If you already have a hydraulic circuit for the suspension, why not use it for the brakes? That's what Citroën did in all of its hydropneumatic cars, and in many, it used a small rubber button in place of a brake pedal. The button is pressure sensitive, and the amount of force you put into it translates to how much the brakes are squeezed. In the GS, a traditional brake pedal is used…only it operates in basically the same way as the button, with almost no pedal travel. At first, it feels like an on-off switch and after a couple hours behind the wheel, it still sort of feels like an on-off switch, just one you're slightly better at using. (Also worth noting: The GS had inboard front brakes. Of course it did.)
Idiosyncrasies aside, the GS is an incredible cruiser. The seats are soft and come with the headrest cushions that only come on large luxury sedans these days. Then there's the way it goes down the road. Citroën evangelists may lead you to believe that driving a hydropneumatic car is like riding on a magic carpet, though the reality isn't quite like that, it's still wonderful in context. Body rigidity has come a long way in the last 50 years, and so some smaller road imperfections will shake the structure of the car, but the suspension does a wonderful job of keeping the body level. You're aware of road imperfections, though you don't get as much vertical motion as you're expecting. Of course, it rolls quite a bit in corners, though again, this is well managed. Still, 145-width Michelins only provide so much grip, so you're never going to flog a GSA. People also responded to it in a way I wasn't expecting. It's just so different from everything else on the road.
Sadly, the GS was one of the cars that precipitated Citroën's downfall. In addition to the boxer, the GS was offered with a twin-rotor engine, developed at great expense to the automaker. The GS Birotor arrived, it was unreliable and thirsty…which was especially bad considering it launched in 1973. It was scrapped after only a few hundred units were sold, and Citroën never sold a rotary car again. At the same time the GS was launched, the company brought out a flagship grand tourer, the stunning SM. To acquire a more powerful engine for the SM, Citroën purchased Maserati in 1968, which proved to be yet another financially ruinous mistake.

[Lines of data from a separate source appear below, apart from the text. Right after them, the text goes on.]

PR #565, opened 2026-07-29
fix(cargo-oxide): keep materialization and backend-pin lookups out of tests

### LINKED ISSUE #564: cargo-oxide: an exported CUDA_OXIDE_MATERIALIZE_CUBIN aborts the whole test binary; CUDA_OXIDE_BACKEND shadows the update pin test
## Summary

Two more `cargo-oxide` unit-test lookups read the ambient environment through
the production code they exercise. Same class as #560 and #562, and both
variables are ones those issues never covered — but the first has a much worse
failure mode than an assertion failure: it **aborts the entire test binary**, so
the tests that had not run yet never run at all.

Reproduced on `main` (`20a5616`), each independently:

| Exported | Effect |
| --- | --- |
| `CUDA_OXIDE_MATERIALIZE_CUBIN=1` (or `=true`) | whole `cargo-oxide` test binary exits 2 mid-run, **no test-result summary** |
| `CUDA_OXIDE_BACKEND=/any/path` | `update_refuses_when_the_config_pins_a_backend` fails |

```bash
# 149 passed clean
cargo test -p cargo-oxide --bins

CUDA_OXIDE_MATERIALIZE_CUBIN=1 cargo test -p cargo-oxide --bins
CUDA_OXIDE_BACKEND=/tmp/backend.so cargo test -p cargo-oxide --bins
```

As with #560 and #562, CI is green because the `cargo-oxide` matrix entry runs on
a stock runner with neither variable set.

## Cause 1: `CUDA_OXIDE_MATERIALIZE_CUBIN` aborts the suite

`materialization_requested` checks the process value before `opts` and project
config, so an exported value overrides `materialize_cubin: false`. Tests that
build a command through `cargo_passthrough_command` therefore enable
materialization, which calls `discover_materializer_provenance`.

That helper re-executes `std::env::current_exe()` with the
`__materializer-provenance` argument. Under `cargo test`, `current_exe()` is the
**libtest binary**, not `cargo-oxide`. libtest treats the argument as a
test-name filter, matches nothing, prints its own summary, and — the part that
makes this sharp — **exits 0**. So the `output.status.success()` check passes and
libtest's own stdout is validated as a provenance digest:

```
test commands::tests::architecture_and_output_mode_do_not_change_global_rustflags ... Error: CUDA materializer discovery returned an invalid provenance digest: "running 0 tests\n\ntest result: ok. 0 passed; 0 failed; 0 ignored; 0 measured; 149 filtered out; finished in 0.00s"
```

The digest is rejected, and `prepare_materialization` responds with
`std::process::exit(2)` — from inside a test thread. That kills the harness:

```
error: test failed, to rerun pass `-p cargo-oxide --bin cargo-oxide`

Caused by:
  process didn't exit successfully: `.../deps/cargo_oxide-b3b5418ee7cf0375` (exit status: 2)
note: test exited abnormally; to see the full output pass --no-capture to the harness.
```

Consequences worth separating out:

- There is **no `test result:` line at all**, so the run cannot be summarised.
- Which tests completed first depends on libtest's thread scheduling, so the set
  of tests that got to run is nondeterministic.
- Because it is `exit`, not `panic`, no test can be blamed and nothing is
  recoverable.

To be clear about severity: cargo's exit status is non-zero, so this is not
invisible to CI. The problem is that the signal is opaque — an aborted suite
looks nothing like a failing test, and an unknown number of tests silently did
not execute.

The *production* path is correct: there, `current_exe()` really is `cargo-oxide`,
which handles `__materializer-provenance` and prints a real digest. This is
purely test insulation.

## Cause 2: `CUDA_OXIDE_BACKEND` shadows the project pin

`update_pin_refusal` checks `std::env::var_os("CUDA_OXIDE_BACKEND")` before the
`.cargo/cuda-oxide.toml` pin. With the variable exported, every input returns the
env refusal — including the unpinned `Context` the test asserts returns `None`,
and the pinned one whose message it matches on. Same shape as #560.

## Proposed fix

The seam the crate already prefers (`cuda_toolkit_root(get_env)`,
`passthrough_codegen_fingerprint_with_env`, `nvvm_ir_requested_with_env`): keep
each entry point a thin wrapper that reads the real environment, move the body
into a `_with_env` counterpart taking the value, and have tests call the
counterpart. Production call sites and behavior stay unchanged.

For cause 1 that chain is `materialization_requested` →
`prepare_materialization_result` → `prepare_materialization` →
`cargo_passthrough_command`. This is the follow-up offered at the end of #562:
threading the value through `cargo_passthrough_command`, which turns out to have
exactly **one** production call site, with the other six in the test module. A
single test helper that passes `None` covers all of them.

For cause 2 it is one `_with_env` counterpart on `update_pin_refusal`.

## Known remaining item

`codegen_mode_changes_rebuild_only_the_tracked_device_owner` still fails under
`CUDA_OXIDE_EMIT_NVVM_IR=1`. That is the item #562 documented and deliberately
left out: it spawns a real `cargo`, so the child inherits the ambient
environment regardless of what the in-process fingerprint is told. Unchanged
here, and still needs the child's environment scrubbed.

## Acceptance criteria

- [ ] `cargo test -p cargo-oxide --bins` passes with `CUDA_OXIDE_MATERIALIZE_CUBIN` or `CUDA_OXIDE_BACKEND` exported
- [ ] No unit test can reach `discover_materializer_provenance`
- [ ] Production behavior and call sites unchanged

vyncint:
## Summary

Fixes #564. Two more ambient reads reach `cargo-oxide` unit tests through the
production code they exercise. Same class as #560/#561 and #562/#563, but
neither variable was covered there — and the first does not merely fail an
assertion, it **aborts the whole test binary**:

| Exported | Effect |
| --- | --- |
| `CUDA_OXIDE_MATERIALIZE_CUBIN=1` (or `=true`) | entire suite exits 2 mid-run, **no test-result summary** |
| `CUDA_OXIDE_BACKEND=/any/path` | `update_refuses_when_the_config_pins_a_backend` fails |

CI is green because the `cargo-oxide` matrix entry runs on a stock runner with
neither set.

## What was wrong

**A unit test re-executing the test binary, then killing it.**
`materialization_requested` checks the process value before `opts` and project
config, so an exported `CUDA_OXIDE_MATERIALIZE_CUBIN` overrides
`materialize_cubin: false`. Every test that builds a command through
`cargo_passthrough_command` therefore enabled materialization and reached
`discover_materializer_provenance`, which re-executes `std::env::current_exe()`
with `__materializer-provenance`.

Under `cargo test`, `current_exe()` is the **libtest binary**, not `cargo-oxide`.
libtest reads the argument as a test-name filter, matches nothing, prints its own
summary, and — the part that makes this sharp — **exits 0**. So the
`output.status.success()` check passes and libtest's own stdout is validated as a
provenance digest:

```
Error: CUDA materializer discovery returned an invalid provenance digest:
"running 0 tests\n\ntest result: ok. 0 passed; 0 failed; ... 149 filtered out ..."
```

`prepare_materialization` answers that with `std::process::exit(2)`, from inside
a test thread:

```
error: test failed, to rerun pass `-p cargo-oxide --bin cargo-oxide`

Caused by:
  process didn't exit successfully: `.../deps/cargo_oxide-<hash>` (exit status: 2)
note: test exited abnormally; to see the full output pass --no-capture to the harness.
```

Three things follow, worth separating:

- There is **no `test result:` line**, so the run cannot be summarised.
- Which tests completed first depends on libtest's thread scheduling, so the set
  that got to run is nondeterministic.
- Because it is `exit` and not `panic`, nothing is attributable or recoverable.

On severity, to be straight: cargo's exit status is non-zero, so this is not
invisible to CI. What makes it bad is that an aborted suite looks nothing like a
failing test, and an unknown number of tests silently never ran.

**The production path is correct.** There `current_exe()` really is
`cargo-oxide`, which handles `__materializer-provenance` and prints a real
digest. This is purely test insulation.

**Precedence shadowing.** `update_pin_refusal` checks `CUDA_OXIDE_BACKEND`
before the `.cargo/cuda-oxide.toml` pin, so an exported value returned the env
refusal for every input — including the unpinned context the test asserts is
`None`, and the pinned one whose message it matches on. Same shape as #560.

## Approach

The seam the crate already prefers — `cuda_toolkit_root(get_env)`,
`passthrough_codegen_fingerprint_with_env`, `nvvm_ir_requested_with_env`: each
entry point stays a thin wrapper that reads the real environment, the body moves
to a `_with_env` counterpart taking the value, and tests call the counterpart.
Production call sites and behavior are unchanged.

For materialization that chain is `materialization_requested` →
`prepare_materialization_result` → `prepare_materialization` →
`cargo_passthrough_command` — the follow-up offered at the end of #562. It turned
out to be contained: `cargo_passthrough_command` has **one** production call
site, and the six test sites now go through one `passthrough_command_for_test`
helper that passes `None`. No test can reach materializer discovery.

`prepare_materialization_with_env` keeps the existing `exit(2)` semantics rather
than converting the error to a `Result`, to keep this change to test insulation.
Its doc comment records that exiting from a test aborts the suite, which is the
reason the injection matters.

## Verification

No GPU and no CUDA toolkit required.

```bash
cargo test -p cargo-oxide --bins                                    # 149 passed
CUDA_OXIDE_MATERIALIZE_CUBIN=1    cargo test -p cargo-oxide --bins  # 149 passed (was: suite aborted)
CUDA_OXIDE_MATERIALIZE_CUBIN=true cargo test -p cargo-oxide --bins  # 149 passed
CUDA_OXIDE_BACKEND=/tmp/b.so      cargo test -p cargo-oxide --bins  # 149 passed (was: 1 failed)
```

Also re-swept the variables #562 cleared (`CUDA_OXIDE_TARGET`, `_DEBUG`,
`_NO_FMA`, `_UNCHECKED_INDEXING`, `_VERBOSE`, `_NO_OPT`, `_OPT`, `_LLC`,
`_LIBDEVICE`, `_PTX_DIR`, `_DEVICE_ARCH`, `_DUMP_MIR`, `_SHOW_RUSTC_MIR`,
`_DEVICE_CODEGEN_CRATE`, plus `CUDA_TOOLKIT_PATH`, `CUDA_HOME`, `RUSTFLAGS`,
`CARGO_ENCODED_RUSTFLAGS`) — all still clean. `cargo fmt` and
`cargo clippy -p cargo-oxide --all-targets` are clean.

The `update_pin_refusal` test also gains a case asserting the env value outranks
the project pin, which the previous shape could not express.

## Out of scope

`codegen_mode_changes_rebuild_only_the_tracked_device_owner` still fails under
`CUDA_OXIDE_EMIT_NVVM_IR` — the item #562 documented and deliberately left out.
It spawns a real `cargo`, so the child inherits the ambient environment
regardless of what the in-process fingerprint is told; insulating it needs the
child's environment scrubbed. Untouched here, and still open.

### DIFF
--- a/crates/cargo-oxide/src/commands.rs
+++ b/crates/cargo-oxide/src/commands.rs
@@ -59,6 +59,33 @@ fn prepare_materialization(
     )
 }
 
+/// `prepare_materialization` with the ambient `CUDA_OXIDE_MATERIALIZE_CUBIN`
+/// injected, so `cargo_passthrough_command_with_env` can reach
+/// `materialization_requested_with_env`.
+///
+/// Note this still exits the process on error, which inside a unit test aborts
+/// the whole test binary rather than failing one case -- a further reason tests
+/// must not reach the ambient read.
+fn prepare_materialization_with_env(
+    ctx: &Context,
+    cli_requested: bool,
+    cli_arch: Option<&str>,
+    emit_nvvm_ir: bool,
+    materialize_env: Option<std::ffi::OsString>,
+) -> MaterializationMode {
+    prepare_materialization_result_with_env(
+        ctx,
+        cli_requested,
+        cli_arch,
+        emit_nvvm_ir,
+        materialize_env,
+    )
+    .unwrap_or_else(|error| {
+        eprintln!("Error: {error}");
+        std::process::exit(2);
+    })
+}
+
 const EMIT_NVVM_IR_ENV: &str = "CUDA_OXIDE_EMIT_NVVM_IR";
 
 fn nvvm_ir_requested(ctx: &Context) -> Result<bool, String> {
@@ -89,11 +116,27 @@ fn nvvm_ir_requested_with_env(
 }
 
 fn materialization_requested(ctx: &Context, cli_requested: bool) -> Result<bool, String> {
+    materialization_requested_with_env(ctx, cli_requested, std::env::var_os(MATERIALIZE_ENV))
+}
+
+/// `materialization_requested` with the ambient `CUDA_OXIDE_MATERIALIZE_CUBIN`
+/// injected.
+///
+/// The process value outranks project config, so resolution has to be
+/// injectable for unit tests: an exported value would otherwise turn
+/// materialization on for tests that pass `materialize_cubin: false`, sending
+/// them into `discover_materializer_provenance`. Same rationale as
+/// `nvvm_ir_requested_with_env`.
+fn materialization_requested_with_env(
+    ctx: &Context,
+    cli_requested: bool,
+    env_value: Option<std::ffi::OsString>,
+) -> Result<bool, String> {
     if cli_requested {
         return Ok(true);
     }
 
-    if let Some(value) = std::env::var_os(MATERIALIZE_ENV) {
+    if let Some(value) = env_value {
         let value = value
             .into_string()
             .map_err(|_| format!("{MATERIALIZE_ENV} is not valid Unicode"))?;
@@ -113,7 +156,26 @@ fn prepare_materialization_result(
     cli_arch: Option<&str>,
     emit_nvvm_ir: bool,
 ) -> Result<MaterializationMode, String> {
-    let enabled = materialization_requested(ctx, cli_requested)?;
+    prepare_materialization_result_with_env(
+        ctx,
+        cli_requested,
+        cli_arch,
+        emit_nvvm_ir,
+        std::env::var_os(MATERIALIZE_ENV),
+    )
+}
+
+/// `prepare_materialization_result` with the ambient
+/// `CUDA_OXIDE_MATERIALIZE_CUBIN` injected, forwarded to
+/// `materialization_requested_with_env`.
+fn prepare_materialization_result_with_env(
+    ctx: &Context,
+    cli_requested: bool,
+    cli_arch: Option<&str>,
+    emit_nvvm_ir: bool,
+    materialize_env: Option<std::ffi::OsString>,
+) -> Result<MaterializationMode, String> {
+    let enabled = materialization_requested_with_env(ctx, cli_requested, materialize_env)?;
     if !enabled {
         return Ok(MaterializationMode::default());
     }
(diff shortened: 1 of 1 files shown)


nihalpasham:
LGTM as-is, 

I reproduced both failure modes on main 
- an exported `CUDA_OXIDE_MATERIALIZE_CUBIN` kills the whole test binary mid-run with no summary line; 
- `CUDA_OXIDE_BACKEND` fails the update-pin test) and 

**Verified locally:** 
- 149 tests pass plain and 
- with each variable exported, 
- fmt/clippy clean. 
 
The one residual you already documented - `CUDA_OXIDE_EMIT_NVVM_IR` still reaching the spawned cargo child in one test - stays out of scope per #562.

Merging; closes #564.

nihalpasham (approved):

All the while, Citroën was forced to stop selling cars in the U.S. in 1974 because of legislation around headlight heights effectively banning cars with height-adjustable suspension. Take all this and add in the fact that Citroën was also developing the CX, set to replace the DS, and it's no surprise the company found itself in dire straits. The French government forced a merger with Peugeot in 1975, and while Citroën continued to make quirky cars for a few more decades, only abandoning hydropneumatic suspension in 2015, the weirdness was gradually engineered away. For many, the CX was the last true Citroën.
I'm not going to be so obtuse as to suggest that everyone go out and import an old Citroën as daily transportation, but I will say I wish more cars were built in its image. Daily transportation should be economical, efficient, and clever. Good aerodynamics and lightweight construction mean the GS and GSA do a lot with very little, and that brilliant suspension makes every journey a breeze.
Yet, we just want more. Consumers never flocked to Chevrolet's clever Bolt, but you know they're going to buy the new Blazer EV in huge numbers, even if the little electric hatchback is more than enough. If there were any justice in this world, we'd all drive cars a little more like this remarkable Citroën. It is all the car so many of us ever need.